═════ RECORDS SUPPLIED ═════

PR #132, opened 2018-06-15
[ML] Refactor code to use std::lgamma instead of boost::math::lgamma

### LINKED ISSUE #128: [ML] Migrate from boost::math to std where possible
Follow-up from #126 

This is a meta-issue listing all possible re-factorings made possible by C++11 based on scanning the code at the time of writing this issue:

- [ ] use CTools::lgamma (wrapper for std::lgamma)
- [ ] `isnan`, `isinf`, `isfinite`
- [ ] `erf`

hendrikmuhs:
Migrate remaining codebase to `std::lgamma`, std::{isfinite,isinf,isnan}` and `std::erf`.

Notes:

- uses CTools::lgamma when possible, in some cases it was better to stay with `std::lgamma` e.g. if error handling was already in place
- improves some error handling to correctly report overflowing

fixes #128

### DIFF
--- a/include/core/CRapidJsonWriterBase.h
+++ b/include/core/CRapidJsonWriterBase.h
@@ -20,10 +20,10 @@
 #include <rapidjson/writer.h>
 
 #include <boost/iterator/indirect_iterator.hpp>
-#include <boost/math/special_functions/fpclassify.hpp>
 #include <boost/unordered/unordered_map.hpp>
 #include <boost/unordered/unordered_set.hpp>
 
+#include <cmath>
 #include <memory>
 #include <stack>
 
@@ -163,7 +163,7 @@ public:
 
     bool Double(double d) {
         // rewrite NaN and Infinity to 0
-        if (!(boost::math::isfinite)(d)) {
+        if (std::isfinite(d) == false) {
             return TRapidJsonWriterBase::Int(0);
         }
 
@@ -352,7 +352,7 @@ public:
     //! Adds a double field with the name fieldname to an object.
     //! \p fieldName must outlive \p obj or memory corruption will occur.
     void addDoubleFieldToObj(const std::string& fieldName, double value, TValue& obj) const {
-        if (!(boost::math::isfinite)(value)) {
+        if (std::isfinite(value) == false) {
             LOG_ERROR(<< "Adding " << value << " to the \"" << fieldName
                       << "\" field of a JSON document");
             // Don't return - make a best effort to add the value
@@ -486,7 +486,7 @@ private:
     //! Log a message if we're trying to add nan/infinity to a JSON array
     template<typename NUMBER>
     void checkArrayNumberFinite(NUMBER val, const std::string& fieldName, bool& considerLogging) const {
-        if (considerLogging && !(boost::math::isfinite)(val)) {
+        if (considerLogging && (std::isfinite(val) == false)) {
             LOG_ERROR(<< "Adding " << val << " to the \"" << fieldName
                       << "\" array in a JSON document");
             // Don't return - make a best effort to add the value
--- a/include/maths/CMathsFuncs.h
+++ b/include/maths/CMathsFuncs.h
@@ -38,8 +38,7 @@ namespace maths {
 //!
 class MATHS_EXPORT CMathsFuncs : private core::CNonInstantiatable {
 public:
-    //! Wrapper around std::isnan() which avoids the need to add
-    //! cryptic brackets everywhere to deal with macros.
+    //! Check if value is NaN.
     static bool isNan(double val);
     //! Check if any of the components are NaN.
     template<std::size_t N>
@@ -54,8 +53,7 @@ public:
     //! Check if an element is NaN.
     static bool isNan(const core::CSmallVectorBase<double>& val);
 
-    //! Wrapper around std::isinf() which avoids the need to add
-    //! cryptic brackets everywhere to deal with macros.
+    //! Check if value is infinite.
     static bool isInf(double val);
     //! Check if any of the components are infinite.
     template<std::size_t N>
--- a/include/maths/CMathsFuncs.h
+++ b/include/maths/CMathsFuncs.h
@@ -38,7 +38,7 @@ namespace maths {
 //!
 class MATHS_EXPORT CMathsFuncs : private core::CNonInstantiatable {
 public:
-    //! Wrapper around boost::math::isnan() which avoids the need to add
+    //! Wrapper around std::isnan() which avoids the need to add
     //! cryptic brackets everywhere to deal with macros.
     static bool isNan(double val);
     //! Check if any of the components are NaN.
@@ -54,7 +54,7 @@ public:
     //! Check if an element is NaN.
     static bool isNan(const core::CSmallVectorBase<double>& val);
 
-    //! Wrapper around boost::math::isinf() which avoids the need to add
+    //! Wrapper around std::isinf() which avoids the need to add
     //! cryptic brackets everywhere to deal with macros.
     static bool isInf(double val);
     //! Check if any of the components are infinite.
--- a/include/maths/CMultivariateNormalConjugate.h
+++ b/include/maths/CMultivariateNormalConjugate.h
@@ -28,11 +28,11 @@
 #include <maths/CNormalMeanPrecConjugate.h>
 #include <maths/CRestoreParams.h>
 #include <maths/CSampling.h>
+#include <maths/CTools.h>
 #include <maths/ProbabilityAggregators.h>
 
 #include <boost/make_unique.hpp>
 #include <boost/math/special_functions/beta.hpp>
-#include <boost/math/special_functions/gamma.hpp>
 #include <boost/numeric/conversion/bounds.hpp>
 #include <boost/optional.hpp>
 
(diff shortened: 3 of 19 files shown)


include/maths/CMathsFuncs.h
```diff
@@ -54,7 +54,7 @@ class MATHS_EXPORT CMathsFuncs : private core::CNonInstantiatable {
     //! Check if an element is NaN.
     static bool isNan(const core::CSmallVectorBase<double>& val);
 
-    //! Wrapper around boost::math::isinf() which avoids the need to add
+    //! Wrapper around std::isinf() which avoids the need to add
     //! cryptic brackets everywhere to deal with macros.
```
droberts195: Based on your other changes in this PR we no longer need to add cryptic brackets everywhere to deal with macros, so this comment can be removed too.

include/core/CRapidJsonWriterBase.h
```diff
@@ -163,7 +163,7 @@ class CRapidJsonWriterBase
 
     bool Double(double d) {
         // rewrite NaN and Infinity to 0
-        if (!(boost::math::isfinite)(d)) {
+        if (std::isfinite(d) == false) {
```
droberts195: The reason `boost::math::isfinite` was in brackets was to prevent it being corrupted if a macro called `isfinite` was defined.  Are you sure that will never happen?  Even on old versions of Linux like Fedora 10?  If such a macro could be defined for certain sets of system headers then `std::isfinite` not in brackets will suffer the same corruption by the macro.

lib/maths/CMathsFuncs.cc
```diff
@@ -8,7 +8,7 @@
 
 #include <maths/CMathsFuncsForMatrixAndVectorTypes.h>
 
-#include <boost/math/special_functions/fpclassify.hpp>
+#include <cmath>
 
 #ifdef isnan
```
droberts195: If this macro is still needed then `std::isfinite` should probably be in brackets in other places where it's used.  Otherwise the check on this macro and `isinf` immediately below can be removed.

tveasey:
I had a quick first scan; looks good. I would like to spend a bit more time looking through on Monday.

I have a couple of suggestions:
1. Nearly all calls to CTools::lgamma supply true (to trap overflow) I think this suggests changing the default parameter value from false to true.
2. I suspect there are cases where try blocks can now be removed, since they were previously only guarding lgamma. I think it would be nice to remove these if possible. (I'll double check those I think are safe and comment on the detailed review.)

lib/maths/CMathsFuncs.cc
hendrikmuhs: I checked this. We are not including math.h - the C header file - anymore, which should avoid this problem. But even then, according to this blog post we should be fine:

https://developers.redhat.com/blog/2016/02/29/why-cstdlib-is-more-complicated-than-you-might-think/

FWIW: Prior to this PR I build this code on both `master` and `6.x`, so at least on these platforms (afaik that includes Fedora) we should be fine.

I will remove these guards and re-run builds.

droberts195: > We are not including math.h - the C header file - anymore, which should avoid this problem.

Even if we're not including math.h from our code, we could be including a 3rd party header that includes it.

But that blog you linked is a good find because it contains the reason why the possibility of clashing macros is completely removed since we upgraded to GCC 6:

> For GCC 6 this has been fixed, by making the C++ library install its own version of <math.h>, which includes <cmath>, which then includes the real <math.h> from the C library.

So even if a 3rd party header includes math.h it will pick up the C++ versions of all the maths functions.  And since the fix is in GCC rather than the OS headers we're safe regardless of which Linux distribution we're building on, which is also nice.

include/maths/CMultivariateNormalConjugate.h
```diff
@@ -1079,41 +1079,42 @@ class CMultivariateNormalConjugate : public CMultivariatePrior {
...
-            double logGammaPostMinusPrior = 0.0;
-            for (std::size_t i = 0u; i < N; ++i) {
-                logGammaPostMinusPrior +=
-                    boost::math::lgamma(
-                        0.5 * (wishartDegreesFreedomPost - static_cast<double>(i))) -
-                    boost::math::lgamma(0.5 * (wishartDegreesFreedomPrior -
-                                               static_cast<double>(i)));
+        for (std::size_t i = 0u; i < N; ++i) {
+            if (CTools::lgamma(0.5 * (wishartDegreesFreedomPost - static_cast<double>(i)),
+                               logGammaPost, true) &&
```
tveasey: Suggest making default for checking the range true rather than false.

lib/maths/CGammaRateConjugate.cc
```diff
@@ -658,11 +657,15 @@ class CLogMarginalLikelihood : core::CNonCopyable {
...
             LOG_TRACE(<< "numberSamples = " << m_NumberSamples);
 
-            m_Constant = m_PriorShape * std::log(m_PriorRate) -
-                         boost::math::lgamma(m_PriorShape) +
+            m_Constant = m_PriorShape * std::log(m_PriorRate) - std::lgamma(m_PriorShape) +
                          logVarianceScaleSum - logGammaScaledLikelihoodShape -
-                         nResidual * boost::math::lgamma(m_LikelihoodShape) +
-                         boost::math::lgamma(m_ImpliedShape);
+                         nResidual * std::lgamma(m_LikelihoodShape) +
+                         std::lgamma(m_ImpliedShape);
```
tveasey: This would have the potential to be, for example, infinity - infinity := NaN, i.e. `- std::lgamma(m_PriorShape)` + ... + nResidual * std::lgamma(m_LikelihoodShape)`. Therefore, I think the following should also check for NaN and fail the calculation in this case. Also, nothing is left in try catch block that can throw, so this can be removed.

lib/maths/CGammaRateConjugate.cc
```diff
@@ -658,11 +657,15 @@ class CLogMarginalLikelihood : core::CNonCopyable {
...
+
+            if (std::isfinite(m_ImpliedShape) && std::isfinite(m_Constant) == false) {
```
tveasey: Surely the binding is wrong for this: don't you want this condition to be `(std::isfinite(m_ImpliedShape) && std::isfinite(m_Constant)) == false`.

lib/maths/CLogNormalMeanPrecConjugate.cc
```diff
@@ -524,9 +523,15 @@ class CLogMarginalLikelihood : core::CNonCopyable {
...
 
             m_Constant = 0.5 * (std::log(m_Precision) - std::log(impliedPrecision)) -
-                         0.5 * m_NumberSamples * LOG_2_PI - 0.5 * logVarianceScaleSum +
-                         boost::math::lgamma(impliedShape) -
-                         boost::math::lgamma(m_Shape) + m_Shape * std::log(m_Rate);
+                         0.5 * m_NumberSamples * LOG_2_PI -
+                         0.5 * logVarianceScaleSum + std::lgamma(impliedShape) -
+                         std::lgamma(m_Shape) + m_Shape * std::log(m_Rate);
+
+            if (std::isfinite(m_Constant) == false) {
```
tveasey: As above: check for NaN and no need for try catch.

lib/maths/CMultinomialConjugate.cc
```diff
@@ -660,25 +659,24 @@ CMultinomialConjugate::jointLogMarginalLikelihood(const TDouble1Vec& samples,
         LOG_TRACE(<< "# samples = " << numberSamples
                   << ", total concentration = " << m_TotalConcentration);
 
-        result = boost::math::lgamma(numberSamples + 1.0) +
-                 boost::math::lgamma(m_TotalConcentration) -
-                 boost::math::lgamma(m_TotalConcentration + numberSamples);
+        result = std::lgamma(numberSamples + 1.0) + std::lgamma(m_TotalConcentration) -
+                 std::lgamma(m_TotalConcentration + numberSamples);
```
tveasey: We've lost the throw on failure here. Whilst this definitely shouldn't overflow, I think I'd still prefer to keep checks for NaN and finite values as per other distribution models and return accordingly. Also, try catch redundant here.

lib/maths/CNormalMeanPrecConjugate.cc
```diff
@@ -384,9 +384,14 @@ class CLogMarginalLikelihood : core::CNonCopyable {
...
 
             m_Constant = 0.5 * (std::log(m_Precision) - std::log(impliedPrecision)) -
-                         0.5 * m_NumberSamples * LOG_2_PI - 0.5 * logVarianceScaleSum +
-                         boost::math::lgamma(impliedShape) -
-                         boost::math::lgamma(m_Shape) + m_Shape * std::log(m_Rate);
+                         0.5 * m_NumberSamples * LOG_2_PI -
+                         0.5 * logVarianceScaleSum + std::lgamma(impliedShape) -
+                         std::lgamma(m_Shape) + m_Shape * std::log(m_Rate);
+
+            if (std::isfinite(m_Constant) == false) {
```
tveasey: As above, for NaN and redundant try catch.

lib/maths/CPoissonMeanConjugate.cc
```diff
@@ -548,17 +547,17 @@ CPoissonMeanConjugate::jointLogMarginalLikelihood(const TDouble1Vec& samples,
...
         // Get the implied shape parameter for the gamma distribution
         // including the samples.
         double impliedShape = m_Shape + sampleSum;
         double impliedRate = m_Rate + numberSamples;
 
-        result = boost::math::lgamma(impliedShape) + m_Shape * std::log(m_Rate) -
+        result = std::lgamma(impliedShape) + m_Shape * std::log(m_Rate) -
                  impliedShape * std::log(impliedRate) - sampleLogFactorialSum -
-                 boost::math::lgamma(m_Shape);
+                 std::lgamma(m_Shape);
```
tveasey: Check not NaN and is finite and remove redundant try catch.

lib/maths/CGammaRateConjugate.cc
hendrikmuhs: good catch

lib/maths/CGammaRateConjugate.cc
hendrikmuhs: > I think the following should also check for NaN and fail the calculation

`isfinite()` fails for inite **and** NaN

lib/maths/CLogNormalMeanPrecConjugate.cc
hendrikmuhs: as above, I use `isfinite()` because it combines the check for infinite and NaN

lib/maths/CMultinomialConjugate.cc
hendrikmuhs: this is a bit hidden: if you expand the diff you see at the end:

```
maths_t::EFloatingPointErrorStatus status = CMathsFuncs::fpStatus(result);

return status
```

Therefore there was no need to add another check.

lib/maths/CPoissonMeanConjugate.cc
hendrikmuhs: its checked already on line 566

lib/maths/CGammaRateConjugate.cc
tveasey: ... except, the return type is wrong. I think we should really be returning `maths_t::E_FpFailed` in this case.

lib/maths/CMultinomialConjugate.cc
tveasey: Are yes, missed that.

lib/maths/CPoissonMeanConjugate.cc
tveasey: Ok cool. But try catch can go here I think.

lib/maths/CGammaRateConjugate.cc
tveasey: I guess the cleanest thing might be to keep the check as is and use `CMathsFuncs::fpStatus` for this.

lib/maths/CLogNormalMeanPrecConjugate.cc
```diff
@@ -486,55 +486,51 @@ class CLogMarginalLikelihood : core::CNonCopyable {
...
 
-        } catch (const std::exception& e) {
-            LOG_ERROR(<< "Error calculating marginal likelihood: " << e.what());
+        m_Constant = 0.5 * (std::log(m_Precision) - std::log(impliedPrecision)) -
+                     0.5 * m_NumberSamples * LOG_2_PI -
+                     0.5 * logVarianceScaleSum + std::lgamma(impliedShape) -
+                     std::lgamma(m_Shape) + m_Shape * std::log(m_Rate);
+
+        if (std::isnan(m_Constant)) {
+            LOG_ERROR(<< "Error calculating marginal likelihood, flooting point nan");
```
tveasey: typo: flooting |-> floating

lib/maths/CLogNormalMeanPrecConjugate.cc
```diff
@@ -486,55 +486,51 @@ class CLogMarginalLikelihood : core::CNonCopyable {
...
             this->addErrorStatus(maths_t::E_FpFailed);
+        } else if (std::isinf(m_Constant)) {
+            LOG_ERROR(<< "Error calculating marginal likelihood, flooting point overflow");
```
tveasey: As above

lib/maths/CNormalMeanPrecConjugate.cc
```diff
@@ -356,45 +356,41 @@ class CLogMarginalLikelihood : core::CNonCopyable {
...
+
+        double impliedShape = m_Shape + 0.5 * m_NumberSamples;
+        double impliedPrecision = m_Precision + m_WeightedNumberSamples;
+
+        m_Constant = 0.5 * (std::log(m_Precision) - std::log(impliedPrecision)) -
+                     0.5 * m_NumberSamples * LOG_2_PI -
+                     0.5 * logVarianceScaleSum + std::lgamma(impliedShape) -
+                     std::lgamma(m_Shape) + m_Shape * std::log(m_Rate);
+        if (std::isnan(m_Constant)) {
+            LOG_ERROR(<< "Error calculating marginal likelihood, flooting point nan");
```
tveasey: and here

lib/maths/CNormalMeanPrecConjugate.cc
```diff
@@ -356,45 +356,41 @@ class CLogMarginalLikelihood : core::CNonCopyable {
...
             this->addErrorStatus(maths_t::E_FpFailed);
+        } else if (std::isinf(m_Constant)) {
+            LOG_ERROR(<< "Error calculating marginal likelihood, flooting point overflow");
```
tveasey: and here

═════

▶ _EXERCISE DESCRIPTION_: Search the records for lines holding the word "parameter", then copy each line you find.

▶ _OUTPUT OF THE TASK_:
1. Nearly all calls to CTools::lgamma supply true (to trap overflow) I think this suggests changing the default parameter value from false to true.
         // Get the implied shape parameter for the gamma distribution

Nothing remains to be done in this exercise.